Pick out and copy every line below that has the word "conflict".

(Collected data entries)
== Segment start ==
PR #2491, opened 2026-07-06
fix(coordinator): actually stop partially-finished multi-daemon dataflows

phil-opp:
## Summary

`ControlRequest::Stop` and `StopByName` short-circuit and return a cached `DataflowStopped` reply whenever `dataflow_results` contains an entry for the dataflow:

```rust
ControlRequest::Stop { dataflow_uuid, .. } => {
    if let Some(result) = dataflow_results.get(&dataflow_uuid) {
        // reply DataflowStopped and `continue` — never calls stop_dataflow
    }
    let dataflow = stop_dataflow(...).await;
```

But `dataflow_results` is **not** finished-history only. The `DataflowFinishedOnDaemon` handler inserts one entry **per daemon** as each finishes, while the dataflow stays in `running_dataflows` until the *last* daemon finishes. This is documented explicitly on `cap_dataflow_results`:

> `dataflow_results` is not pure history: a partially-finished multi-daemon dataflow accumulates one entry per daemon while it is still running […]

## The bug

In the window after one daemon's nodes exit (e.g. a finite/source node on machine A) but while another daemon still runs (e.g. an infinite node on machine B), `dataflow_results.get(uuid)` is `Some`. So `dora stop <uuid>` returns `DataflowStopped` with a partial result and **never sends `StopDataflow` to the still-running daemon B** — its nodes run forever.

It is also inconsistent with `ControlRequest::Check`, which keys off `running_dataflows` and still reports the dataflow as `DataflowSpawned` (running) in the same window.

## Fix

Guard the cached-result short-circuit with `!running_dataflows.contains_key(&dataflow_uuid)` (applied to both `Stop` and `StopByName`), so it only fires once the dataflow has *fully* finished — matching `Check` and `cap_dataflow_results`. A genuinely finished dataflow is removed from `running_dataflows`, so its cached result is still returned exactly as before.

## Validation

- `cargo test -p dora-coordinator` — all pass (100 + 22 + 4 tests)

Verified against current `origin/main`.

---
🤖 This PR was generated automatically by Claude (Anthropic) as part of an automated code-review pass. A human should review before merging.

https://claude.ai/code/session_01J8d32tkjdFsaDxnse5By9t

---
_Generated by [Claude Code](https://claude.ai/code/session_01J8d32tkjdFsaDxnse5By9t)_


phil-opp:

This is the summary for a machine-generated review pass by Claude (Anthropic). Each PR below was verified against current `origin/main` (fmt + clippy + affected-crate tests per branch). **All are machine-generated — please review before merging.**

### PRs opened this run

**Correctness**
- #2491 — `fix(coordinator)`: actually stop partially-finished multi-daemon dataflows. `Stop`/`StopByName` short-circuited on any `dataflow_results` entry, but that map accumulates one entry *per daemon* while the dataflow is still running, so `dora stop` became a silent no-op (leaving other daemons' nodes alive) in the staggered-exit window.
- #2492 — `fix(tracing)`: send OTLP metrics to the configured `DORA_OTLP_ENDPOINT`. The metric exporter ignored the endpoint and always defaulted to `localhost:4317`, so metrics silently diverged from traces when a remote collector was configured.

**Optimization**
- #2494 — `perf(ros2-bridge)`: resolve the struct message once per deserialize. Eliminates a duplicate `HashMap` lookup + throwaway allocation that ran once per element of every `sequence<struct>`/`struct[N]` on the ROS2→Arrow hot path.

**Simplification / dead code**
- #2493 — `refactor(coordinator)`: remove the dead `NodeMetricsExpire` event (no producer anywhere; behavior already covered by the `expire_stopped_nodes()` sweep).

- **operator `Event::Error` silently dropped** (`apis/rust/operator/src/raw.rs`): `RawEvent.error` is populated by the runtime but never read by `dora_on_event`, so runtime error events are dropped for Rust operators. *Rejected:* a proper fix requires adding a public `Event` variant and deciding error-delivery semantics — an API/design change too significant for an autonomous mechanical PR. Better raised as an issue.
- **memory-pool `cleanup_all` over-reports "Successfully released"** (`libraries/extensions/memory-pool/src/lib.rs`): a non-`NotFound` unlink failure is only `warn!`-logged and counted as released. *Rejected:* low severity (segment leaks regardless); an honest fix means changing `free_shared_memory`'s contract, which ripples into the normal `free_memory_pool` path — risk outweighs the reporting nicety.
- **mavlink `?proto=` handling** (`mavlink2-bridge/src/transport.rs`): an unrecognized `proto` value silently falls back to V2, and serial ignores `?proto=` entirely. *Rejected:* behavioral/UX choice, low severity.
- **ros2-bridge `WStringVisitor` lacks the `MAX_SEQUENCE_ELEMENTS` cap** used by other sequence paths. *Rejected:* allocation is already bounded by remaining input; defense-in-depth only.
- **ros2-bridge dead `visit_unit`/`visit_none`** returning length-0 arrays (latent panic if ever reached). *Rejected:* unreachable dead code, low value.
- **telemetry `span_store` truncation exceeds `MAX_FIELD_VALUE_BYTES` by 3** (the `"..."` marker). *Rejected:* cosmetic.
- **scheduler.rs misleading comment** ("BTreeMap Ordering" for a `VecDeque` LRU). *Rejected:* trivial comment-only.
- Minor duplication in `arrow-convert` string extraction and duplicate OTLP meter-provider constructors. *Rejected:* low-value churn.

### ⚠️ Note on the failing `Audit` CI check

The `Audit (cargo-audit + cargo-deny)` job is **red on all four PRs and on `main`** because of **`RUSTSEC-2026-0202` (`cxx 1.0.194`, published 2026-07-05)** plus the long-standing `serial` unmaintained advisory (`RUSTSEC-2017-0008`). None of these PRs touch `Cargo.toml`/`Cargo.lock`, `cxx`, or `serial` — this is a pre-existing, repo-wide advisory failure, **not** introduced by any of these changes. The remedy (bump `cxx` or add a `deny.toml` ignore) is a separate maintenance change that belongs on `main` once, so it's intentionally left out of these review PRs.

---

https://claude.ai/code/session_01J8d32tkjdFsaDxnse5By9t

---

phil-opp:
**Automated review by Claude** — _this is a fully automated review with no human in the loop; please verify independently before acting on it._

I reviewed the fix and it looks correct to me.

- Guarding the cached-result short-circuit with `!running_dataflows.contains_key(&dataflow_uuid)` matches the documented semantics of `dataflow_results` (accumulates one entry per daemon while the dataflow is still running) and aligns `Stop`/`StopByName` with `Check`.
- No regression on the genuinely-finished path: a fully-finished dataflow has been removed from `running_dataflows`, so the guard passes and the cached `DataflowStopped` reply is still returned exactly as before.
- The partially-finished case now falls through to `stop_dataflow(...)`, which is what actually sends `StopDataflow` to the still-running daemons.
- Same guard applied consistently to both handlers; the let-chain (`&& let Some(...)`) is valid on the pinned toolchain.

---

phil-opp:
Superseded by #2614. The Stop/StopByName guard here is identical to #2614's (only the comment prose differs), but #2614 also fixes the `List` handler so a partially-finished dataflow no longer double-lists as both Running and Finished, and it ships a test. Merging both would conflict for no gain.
== Segment end ==
== Segment start ==
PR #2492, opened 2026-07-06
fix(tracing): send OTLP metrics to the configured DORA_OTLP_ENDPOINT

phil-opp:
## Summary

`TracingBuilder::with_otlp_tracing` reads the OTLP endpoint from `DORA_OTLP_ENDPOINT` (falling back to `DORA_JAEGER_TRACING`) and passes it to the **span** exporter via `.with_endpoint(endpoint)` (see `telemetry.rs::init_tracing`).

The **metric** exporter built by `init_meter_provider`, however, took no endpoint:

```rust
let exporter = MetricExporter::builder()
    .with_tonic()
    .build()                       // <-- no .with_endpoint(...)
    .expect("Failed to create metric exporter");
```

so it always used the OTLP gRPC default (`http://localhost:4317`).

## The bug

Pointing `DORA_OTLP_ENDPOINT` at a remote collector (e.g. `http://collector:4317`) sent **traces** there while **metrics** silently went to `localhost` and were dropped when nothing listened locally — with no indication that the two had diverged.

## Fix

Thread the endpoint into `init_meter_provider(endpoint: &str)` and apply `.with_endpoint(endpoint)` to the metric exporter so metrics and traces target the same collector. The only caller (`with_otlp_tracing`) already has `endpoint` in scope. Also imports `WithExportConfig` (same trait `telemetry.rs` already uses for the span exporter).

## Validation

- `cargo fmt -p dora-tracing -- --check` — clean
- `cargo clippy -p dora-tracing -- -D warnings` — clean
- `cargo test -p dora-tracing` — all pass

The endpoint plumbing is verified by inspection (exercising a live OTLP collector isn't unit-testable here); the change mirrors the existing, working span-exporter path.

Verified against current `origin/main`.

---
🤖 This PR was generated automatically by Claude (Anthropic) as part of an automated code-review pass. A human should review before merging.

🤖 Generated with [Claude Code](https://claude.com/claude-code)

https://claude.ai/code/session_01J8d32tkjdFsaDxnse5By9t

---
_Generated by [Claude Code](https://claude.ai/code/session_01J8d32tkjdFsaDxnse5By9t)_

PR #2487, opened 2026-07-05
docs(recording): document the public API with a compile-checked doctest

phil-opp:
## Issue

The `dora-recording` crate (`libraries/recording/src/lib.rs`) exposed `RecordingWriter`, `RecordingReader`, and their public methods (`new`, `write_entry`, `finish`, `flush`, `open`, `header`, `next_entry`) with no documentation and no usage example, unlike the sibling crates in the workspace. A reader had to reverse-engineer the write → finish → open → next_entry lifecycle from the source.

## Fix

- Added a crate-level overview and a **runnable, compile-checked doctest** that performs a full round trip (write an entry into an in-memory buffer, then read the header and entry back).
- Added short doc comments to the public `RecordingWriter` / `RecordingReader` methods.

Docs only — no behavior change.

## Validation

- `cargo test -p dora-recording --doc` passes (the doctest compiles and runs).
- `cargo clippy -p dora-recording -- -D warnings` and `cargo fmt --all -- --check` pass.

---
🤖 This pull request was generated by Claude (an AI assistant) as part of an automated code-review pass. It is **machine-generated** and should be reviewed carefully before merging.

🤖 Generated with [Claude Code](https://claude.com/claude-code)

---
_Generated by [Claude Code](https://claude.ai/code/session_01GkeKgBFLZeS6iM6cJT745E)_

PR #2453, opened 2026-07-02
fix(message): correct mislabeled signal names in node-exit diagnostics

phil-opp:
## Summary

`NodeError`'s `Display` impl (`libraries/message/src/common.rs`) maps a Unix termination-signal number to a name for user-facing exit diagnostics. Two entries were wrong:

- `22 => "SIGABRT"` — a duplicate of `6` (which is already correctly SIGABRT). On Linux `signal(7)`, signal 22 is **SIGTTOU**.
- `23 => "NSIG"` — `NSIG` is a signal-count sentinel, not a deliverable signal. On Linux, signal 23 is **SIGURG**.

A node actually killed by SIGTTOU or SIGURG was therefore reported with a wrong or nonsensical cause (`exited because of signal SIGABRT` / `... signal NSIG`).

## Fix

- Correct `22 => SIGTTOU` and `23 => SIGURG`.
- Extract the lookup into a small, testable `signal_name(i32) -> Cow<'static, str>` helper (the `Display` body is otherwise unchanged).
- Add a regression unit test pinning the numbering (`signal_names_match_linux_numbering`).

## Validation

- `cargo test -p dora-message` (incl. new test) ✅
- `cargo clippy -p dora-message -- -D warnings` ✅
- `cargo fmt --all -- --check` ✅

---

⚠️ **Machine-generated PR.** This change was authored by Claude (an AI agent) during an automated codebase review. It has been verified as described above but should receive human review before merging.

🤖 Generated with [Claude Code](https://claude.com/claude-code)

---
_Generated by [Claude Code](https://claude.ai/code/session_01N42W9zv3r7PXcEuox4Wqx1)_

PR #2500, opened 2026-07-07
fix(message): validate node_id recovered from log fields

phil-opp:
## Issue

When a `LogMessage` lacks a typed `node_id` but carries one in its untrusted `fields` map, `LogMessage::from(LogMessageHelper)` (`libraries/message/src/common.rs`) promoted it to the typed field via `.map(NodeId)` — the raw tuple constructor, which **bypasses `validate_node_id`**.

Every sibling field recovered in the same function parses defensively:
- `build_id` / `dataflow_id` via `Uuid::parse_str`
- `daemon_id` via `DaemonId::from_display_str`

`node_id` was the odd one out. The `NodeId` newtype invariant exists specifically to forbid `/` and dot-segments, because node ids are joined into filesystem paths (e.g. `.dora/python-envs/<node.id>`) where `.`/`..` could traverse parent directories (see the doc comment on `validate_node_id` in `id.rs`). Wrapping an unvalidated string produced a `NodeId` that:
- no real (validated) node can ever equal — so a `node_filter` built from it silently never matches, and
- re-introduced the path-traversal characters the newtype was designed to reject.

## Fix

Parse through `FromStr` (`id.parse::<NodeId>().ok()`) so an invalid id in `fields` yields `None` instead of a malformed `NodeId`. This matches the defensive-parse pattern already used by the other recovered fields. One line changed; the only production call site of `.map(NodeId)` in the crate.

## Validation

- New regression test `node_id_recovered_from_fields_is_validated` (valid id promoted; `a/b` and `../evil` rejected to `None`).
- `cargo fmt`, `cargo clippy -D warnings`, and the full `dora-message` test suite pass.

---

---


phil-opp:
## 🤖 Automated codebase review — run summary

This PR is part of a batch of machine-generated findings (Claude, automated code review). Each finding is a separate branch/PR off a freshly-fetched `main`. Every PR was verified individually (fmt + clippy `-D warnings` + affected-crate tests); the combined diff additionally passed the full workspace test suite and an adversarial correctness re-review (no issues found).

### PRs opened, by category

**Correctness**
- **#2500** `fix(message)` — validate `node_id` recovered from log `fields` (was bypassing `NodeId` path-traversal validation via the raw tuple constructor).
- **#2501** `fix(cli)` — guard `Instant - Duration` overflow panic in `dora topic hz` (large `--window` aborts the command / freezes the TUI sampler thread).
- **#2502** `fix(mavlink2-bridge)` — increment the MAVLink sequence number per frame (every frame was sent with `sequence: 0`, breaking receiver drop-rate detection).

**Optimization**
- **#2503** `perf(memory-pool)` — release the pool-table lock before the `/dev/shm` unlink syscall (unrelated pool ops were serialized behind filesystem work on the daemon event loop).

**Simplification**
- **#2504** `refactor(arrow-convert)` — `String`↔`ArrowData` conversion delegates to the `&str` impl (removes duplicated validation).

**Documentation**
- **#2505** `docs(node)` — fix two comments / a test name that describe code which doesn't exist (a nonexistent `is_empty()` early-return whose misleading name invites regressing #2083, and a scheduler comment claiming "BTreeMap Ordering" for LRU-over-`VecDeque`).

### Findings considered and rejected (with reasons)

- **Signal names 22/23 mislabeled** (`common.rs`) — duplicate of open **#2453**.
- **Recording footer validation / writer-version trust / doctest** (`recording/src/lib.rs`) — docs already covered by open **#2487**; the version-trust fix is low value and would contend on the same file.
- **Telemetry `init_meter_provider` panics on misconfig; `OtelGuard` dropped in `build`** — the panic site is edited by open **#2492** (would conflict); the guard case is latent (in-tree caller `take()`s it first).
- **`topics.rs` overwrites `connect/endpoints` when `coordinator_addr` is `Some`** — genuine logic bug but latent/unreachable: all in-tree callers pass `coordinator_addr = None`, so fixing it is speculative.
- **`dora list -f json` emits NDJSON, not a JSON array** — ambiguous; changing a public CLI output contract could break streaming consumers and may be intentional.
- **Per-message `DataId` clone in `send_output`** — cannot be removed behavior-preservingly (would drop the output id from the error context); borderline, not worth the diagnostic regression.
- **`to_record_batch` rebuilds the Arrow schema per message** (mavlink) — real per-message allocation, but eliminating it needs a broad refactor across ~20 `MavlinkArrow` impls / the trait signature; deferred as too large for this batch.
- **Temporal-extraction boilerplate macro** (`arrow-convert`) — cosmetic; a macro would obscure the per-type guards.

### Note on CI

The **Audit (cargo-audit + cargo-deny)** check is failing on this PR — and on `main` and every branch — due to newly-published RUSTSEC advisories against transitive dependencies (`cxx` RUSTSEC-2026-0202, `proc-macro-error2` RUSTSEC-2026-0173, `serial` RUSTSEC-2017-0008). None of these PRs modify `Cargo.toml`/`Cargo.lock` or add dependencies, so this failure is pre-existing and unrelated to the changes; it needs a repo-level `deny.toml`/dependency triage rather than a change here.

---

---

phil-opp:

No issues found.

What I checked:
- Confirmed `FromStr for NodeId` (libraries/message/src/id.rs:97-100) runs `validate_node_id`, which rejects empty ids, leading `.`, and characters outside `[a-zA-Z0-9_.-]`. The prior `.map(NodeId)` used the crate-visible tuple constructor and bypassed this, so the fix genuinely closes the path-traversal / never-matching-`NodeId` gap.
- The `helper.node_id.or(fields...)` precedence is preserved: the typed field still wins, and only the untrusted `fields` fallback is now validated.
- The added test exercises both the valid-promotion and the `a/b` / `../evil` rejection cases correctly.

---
== Segment end ==
* ANSWER BOX
Superseded by #2614. The Stop/StopByName guard here is identical to #2614's (only the comment prose differs), but #2614 also fixes the `List` handler so a partially-finished dataflow no longer double-lists as both Running and Finished, and it ships a test. Merging both would conflict for no gain.
- **Telemetry `init_meter_provider` panics on misconfig; `OtelGuard` dropped in `build`** — the panic site is edited by open **#2492** (would conflict); the guard case is latent (in-tree caller `take()`s it first).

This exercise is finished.